Während Ölpreis und Inflation für 2007 keine Gefahr darstellen sollten, könnte ein weiter schwächelnder US-Dollar zum Risiko für die europäische Exportwirtschaft werden. "Es spricht kaum etwas für den Dollar", sagte Mag. Martin Maier, Geschäftsführer der Allianz Invest KAG. Der Zinsabstand zwischen den USA und Europa sollte sich im Lauf des Jahres auf etwa 50 Basispunkte verringern. Denn in den USA sei mit ersten Zinssenkungen durch die Notenbank Fed zu rechnen, die Europäische Zentralbank (EZB) hat dagegen weitere Zinsanpassungen nach oben angekündigt. "Ein Vierer vor dem Komma ist durchaus möglich, das wird im kurzen Laufzeitbereich besonders günstige Einstiegsmöglichkeiten ergeben", so Maier. Aktuell gebe er jedoch US-Renten gegenüber europäischen Anleihen noch den Vorzug.

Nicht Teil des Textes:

PR #5202, opened 2020-03-26
feat(@aws-amplify/datastore): Make DataStore available in aws-amplify…

manueliglesias:
… package

_Issue #, if available:_
N/A

_Description of changes:_
Make DataStore available in the `Amplify` object when using the `aws-amplify` package

### DIFF
--- a/packages/aws-amplify/src/index.ts
+++ b/packages/aws-amplify/src/index.ts
@@ -28,6 +28,7 @@ import Interactions, { InteractionsClass } from '@aws-amplify/interactions';
 import * as UI from '@aws-amplify/ui';
 import XR, { XRClass } from '@aws-amplify/xr';
 import Predictions from '@aws-amplify/predictions';
+import { DataStore } from '@aws-amplify/datastore';
 
 import Amplify, {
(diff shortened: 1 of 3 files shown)


packages/aws-amplify/src/index.ts
```diff
@@ -54,6 +55,7 @@ Amplify.Interactions = Interactions;
 Amplify.UI = UI;
 Amplify.XR = XR;
 Amplify.Predictions = Predictions;
+Amplify.DataStore = DataStore;
```
Amplifiyer: This is going away in the next release. Probably shouldn't add just now?

Ashish-Nanda: Wouldn't it be better to have DataStore be something you import from `aws-amplify`, given all other categories in V2 support that. It should have been this way since DataStore was released and we should release this in V2 with other bug fixes.

In V3 this will go away for all categories, which is fine.

Amplifiyer: makes sense since we intend to support V2 for a while.

PR #5212, opened 2020-03-27
fix(@aws-amplify/core): retry logging showing [object Object]

polymath-shpetim:
If sync fails for any reason, retry util was not logging error properly, javascript object was being logged as `error on : [object Object]`


packages/core/src/Util/Retry.ts
```diff
@@ -36,7 +36,7 @@ export async function retry(
 	try {
 		return await functionToRetry(...args);
 	} catch (err) {
-		logger.debug(`error on ${functionToRetry.name}: ${err} `);
+		logger.debug(`error on ${functionToRetry.name}: ${JSON.stringify(err)} `);
```
ericclemmons: Thanks for the PR!  Have you been able to validate this?

In my experience, `JSON.stringify(err)` usually returns `{}`:

```js
JSON.stringify(new Error("Message"))
// "{}"
```

Whereas this is usually what I have to do:

```suggestion
		logger.debug(`error on ${functionToRetry.name}: ${err.message} `);
```

polymath-shpetim: Thanks for feedback, what is happening here is not an error object, it's returning graphql query object that failed, if you check this file in line 33 it's already handled this way. err.message in this case will return undefined

jordanranz:
Hey @polymath-shpetim. Thank you for contributing this fix!

Since our `logger` accepts varargs we can just pass `err` as a parameter instead of having to use `JSON.stringify` inline. I [submitted a PR here](https://github.com/aws-amplify/amplify-js/pull/5699) to resolve the core issue.

PR #5216, opened 2020-03-27
fix(@aws-amplify/ui-components): Default federated, since aws-exports#oauth gets merged with it

ericclemmons:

Für die Fondsbranche generell ist Maier weiterhin sehr optimistisch, denn durch die demographische Entwicklung sei mit anhaltend zweistelligen Zuwachsraten zu rechnen. Während im Jahr 2000 lediglich in Europa und Japan der Bevölkerungsanteil der über 60-Jährigen über einem Fünftel lag, wird dies 2025 bereits für die gesamte nördliche Hemisphäre, Australien sowie Teile Südamerikas gelten. "Der Gipfel in der Sparleistung wird erst in ein bis zwei Jahrzehnten erreicht sein", so Maier. Eine Analyse der Allianz hat ergeben, dass sich das Fondsvolumen bei Privaten in Europa bis 2020 gegenüber 2002 vervierfachen wird - und von dann weg sei auch nur ein langsames Abschmelzen durch Auszahlungen zu erwarten. Damit nimmt der Fondsanteil am Privatvermögen relativ und absolut deutlich zu.

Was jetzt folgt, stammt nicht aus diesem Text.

PR #5234, opened 2020-03-30
Upgrade aws-sdk beta clients

Amplifiyer:
_Issue #, if available:_

_Description of changes:_ Fixes Rekognition, Textract, Kinesis and Storage aws-sdk bugs.


packages/analytics/package.json
```diff
@@ -39,10 +39,10 @@
   "dependencies": {
     "@aws-amplify/cache": "^2.1.7",
     "@aws-amplify/core": "^2.2.6",
-    "@aws-sdk/client-firehose": "1.0.0-beta.1",
-    "@aws-sdk/client-kinesis": "1.0.0-beta.1",
-    "@aws-sdk/client-personalize-events": "1.0.0-beta.1",
-    "@aws-sdk/client-pinpoint": "1.0.0-beta.1",
+    "@aws-sdk/client-firehose": "1.0.0-beta.3",
```
sammartinez: Future thinking, are we going to look to just have a `^` for newer versions? I understand the need for it now but was seeing what we are thinking on this?

Amplifiyer: yes, going forward we do want loose version numbers to avoid having duplicate package versions in client's app. but currently we can't risk it.

sammartinez: Agreed

PR #5235, opened 2020-03-30
Removing the need to install NetInfo in ReactNative Apps when not using DataStore

Ashish-Nanda:
_Issue #, if available:_

_Description of changes:_
This PR removes the need to install NetInfo in ReactNative Apps when not using DataStore

Since Reachability is exported by default, it also requires NetInfo to be installed whenever we import something from '@aws-amplify/core'. This means even in simple apps that have nothing to do with network state, this dependency needs to be installed and linked by customers, which leads to friction in setup and development.

The Reachability code for React Native now requires the consumer to explicitly pass NetInfo to networkMonitor, and hence no longer needs the NetInfo dependency to be installed when only using core.

NetInfo still needs to be a peer dependency and installed by the user because of current limitations in the workflow for native dependencies for React Native libraries: https://github.com/react-native-community/cli/issues/870


packages/datastore/src/sync/datastoreReachability/index.native.ts
```diff
@@ -0,0 +1,3 @@
+import Reachability from '@aws-amplify/core/lib/Util/ReactNative/Reachability';
```
Amplifiyer: why are we using `lib` built paths?

manueliglesias: I'd like to see @Amplifiyer 's take on this style of import.

Shouldn't be a problem for RN, I think, but would like confirmation

Ashish-Nanda: Updated

packages/datastore/src/sync/datastoreReachability/index.native.ts
```diff
@@ -0,0 +1,5 @@
+import { Reachability } from '@aws-amplify/core';
+import { default as NetInfo } from '@react-native-community/netinfo';
+
+const ReachabilityMonitor = new Reachability().networkMonitor(NetInfo);
+export default ReachabilityMonitor;
```
Amplifiyer, line 5: we should use named exports when possible.

packages/core/src/Util/Reachability.native.ts
```diff
@@ -9,13 +8,18 @@ type NetworkStatus = {
 };
 
 export default class ReachabilityNavigator implements Reachability {
-	networkMonitor(): Observable<NetworkStatus> {
+	networkMonitor(netInfo?: any): Observable<NetworkStatus> {
+		if (!netInfo) {
```
Amplifiyer, line 12: I think it's a good idea to check the presence of netinfo.fetch() as users could pass anything and later fail on cryptic errors as we don't have type safety here.

packages/core/src/Util/Reachability.native.ts
```diff
@@ -45,5 +49,5 @@ export default class ReachabilityNavigator implements Reachability {
 }
 
 interface Reachability {
-	networkMonitor(): Observable<NetworkStatus>;
+	networkMonitor(netInfo?: any): Observable<NetworkStatus>;
```
Amplifiyer, line 52: We should probably add some comments here in the interface as what netInfo is and when it's required (or it's purpose), again since because it's not self documenting due to missing types.

Ashish-Nanda: Since the interface is same as web, where netinfo is optional, I added comments above where the check is done in `networkMonitor`.

packages/core/src/Util/Reachability.native.ts
Ashish-Nanda: Done

packages/datastore/src/sync/datastoreReachability/index.native.ts
Ashish-Nanda: Done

Investoren mit langem Anlagehorizont können mit dieser Perspektive also einen höheren Aktienanteil wählen, wie ihn etwa der Dachfonds "Allianz Invest Dynamisch" bietet. Dieser investiert in internationale Aktien- und Rentenfonds der Allianz Gruppe und hat dabei einen Aktienanteil von rund 75 Prozent. In den vergangenen drei Jahren hat er den Anlegern im Durchschnitt einen Wertzuwachs von jährlich mehr als zwölf Prozent gebracht.

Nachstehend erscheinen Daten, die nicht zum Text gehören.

PR #5240, opened 2020-03-31
UI Components into Master

jordanranz:
_Description of changes:_
- UI Components into modularization branch


packages/amplify-ui-angular/tsconfig.legacy.json
```diff
@@ -0,0 +1,8 @@
+{
```
ashika01: Do we need this legacy config going forth?

sammartinez: This is auto generated right?

packages/amplify-ui-components/LICENSE
```diff
@@ -0,0 +1,21 @@
+MIT License
```
sammartinez: I believe we need to change this to Apache License as this is what we use in Amplify

packages/amplify-ui-components/package.json
```diff
@@ -0,0 +1,81 @@
...
+    "@aws-amplify/auth": "^2.1.5",
+    "@aws-amplify/core": "^2.2.4",
+    "@aws-amplify/xr": "^1.1.5"
+  },
+  "husky": {
+    "hooks": {
+      "pre-push": "npm run test"
+    }
+  },
+  "license": "Apache-2.0"
```
sammartinez: interesting.

ashika01:
@jordanranz I think we should leave out the `amplify-examples` folder out.

packages/amplify-ui-angular/tsconfig.legacy.json
jordanranz: @ericclemmons

packages/amplify-ui-components/LICENSE
jordanranz: Changing

.gitignore
```diff
@@ -17,3 +17,4 @@ packages/**/cjs/
 .npm/
 packages/**/cypress/videos/
 package-lock.json
+yarn.lock
```
ericclemmons: `yarn.lock` is removed in https://github.com/aws-amplify/amplify-js/pull/5243/files#diff-a084b794bc0759e7a6b77810e01874f2L18, so this may be out of sync.

The consensus was that `yarn.lock` shouldn't exist so that we catch regressions of transitive dependencies _sooner_, before customers do.

Having `yarn.lock` ignored may result in contributors having it locally while CI doesn't, with different behaviors.

package.json
```diff
@@ -23,7 +23,8 @@
 		"publish:beta": "lerna publish --canary --force-publish \"*\" --yes --dist-tag=beta --preid=beta --exact",
 		"publish:release": "lerna publish --conventional-commits --yes --message 'chore(release): Publish [ci skip]'",
 		"publish:1.0-stable": "lerna publish --conventional-commits --yes --dist-tag=stable-1.0 --message 'chore(release): Publish [ci skip]'",
-		"publish:modularization": "lerna publish --canary --force-publish \"*\" --yes --dist-tag=preview --preid=preview --exact"
+		"publish:modularization": "lerna publish --canary --force-publish \"*\" --yes --dist-tag=preview --preid=preview --exact",
+		"publish:ui-components/master": "lerna publish --canary --force-publish \"*\" --dist-tag=ui-preview --preid=ui-preview --exact"
```
ericclemmons: This can be removed as part of this merge, correct?

.circleci/config.yml
```diff
@@ -413,6 +413,7 @@ workflows:
               only:
                 - release
                 - master
+                - ui-components/master
```
ericclemmons: This can be removed as part of this merge, correct? (Since this branch is "done")

packages/amazon-cognito-identity-js/package.json
```diff
@@ -1,7 +1,7 @@
 {
   "name": "amazon-cognito-identity-js",
   "description": "Amazon Cognito Identity Provider JavaScript SDK",
-  "version": "4.0.0",
+  "version": "4.1.0",
```
ericclemmons: How did this get to `4.1.0` where modularization is at `4.0.0`?
> https://github.com/aws-amplify/amplify-js/pull/5243/files#diff-d1b10c0f795c7e3e1a1e9bcc8db4b76cR4

packages/amplify-ui-angular/tsconfig.legacy.json
ericclemmons: This came from https://github.com/ionic-team/stencil-ds-plugins-demo/blob/master/packages/component-library-angular/tsconfig.legacy.json and is referenced here:
> https://github.com/ionic-team/stencil-ds-plugins-demo/blob/master/packages/component-library-angular/package.json#L16

I'm unsure to what degree we can remove this, unless we refactor it to use our internal `./scripts/build`.

packages/amplify-ui-components/src/components/amplify-authenticator/amplify-authenticator.tsx
```diff
@@ -0,0 +1,187 @@
...
+  @Prop() federated: FederatedConfig;
+  /** Username Alias is used to setup authentication with `username`, `email` or `phone_number`  */
+  @Prop() usernameAlias: UsernameAliasStrings;
+
+  @State() authState: AuthState = AuthState.Loading;
+  @State() authData: CognitoUserInterface;
+  @State() toastMessage: string = '';
+
+  async componentWillLoad() {
+    Hub.listen(UI_AUTH_CHANNEL, data => {
```
ericclemmons: I'll be submitting a PR to listen to the `auth` channel. It's necessary for hosted UI redirects to complete.

package.json
ashika01: I thought about this too, but if we want to test some feature development specific to UI, you could now do it in `ui-preview` before release?

packages/amazon-cognito-identity-js/package.json
ashika01: could be because of all user-agent stuff that is added?

ashika01: Scratch that, you are right, it should be 4.0.0 and then the release should update it to a patch version or something

packages/amplify-ui-components/src/components/amplify-authenticator/amplify-authenticator.tsx
ericclemmons: Resolved via https://github.com/aws-amplify/amplify-js/pull/5244

package.json
sammartinez: At the moment there is no risk to keep this here, we can circle back as we need to do the same for others such as 1.0-stable command

.gitignore
jordanranz: So should we remove `yarn.lock` from the gitignore?

.circleci/config.yml
jordanranz: yep, I will remove these.

package.json
jordanranz: I can remove this.

packages/amazon-cognito-identity-js/package.json
jordanranz: yea somehow it was at 4.0.0, then the user-agent stuff was technically deployed and maybe updated this?

.circleci/config.yml
ericclemmons: Follow-up PR

packages/auth/src/types/Auth.ts
```diff
@@ -119,6 +119,7 @@ export interface FederatedResponse {
 export interface FederatedUser {
 	name: string;
 	email?: string;
+	picture?: string;
```
Amplifiyer, line 122: Is this change related here?

jordanranz: Yes we use `picture` in the federated UI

Die Allianz Invest KAG ist eingebettet in ein internationales Netzwerk von Analysten und Portfolio-Managern und zählt mit einem Fondsvolumen von über zehn Milliarden Euro zu den vier größten Kapitalanlagegesellschaften in Österreich. Von den 15 von ihr aktiv dem Retail-Publikum angebotenen Fonds sind per Ende November nach dem im Markt anerkannten Standard & Poor’s Star Ranking nicht weniger als acht in der Top-Liga mit vier bzw. sogar fünf Sternen. Bewertet wird dabei die durchschnittliche relative Wertentwicklung und Volatilität, jeweils monatsweise über die letzten 3 Jahre berechnet. Weltweit ist die internationale Allianz Group einer der führenden Finanzdienstleister mit Assets under Management von fast 1,3 Billionen Euro.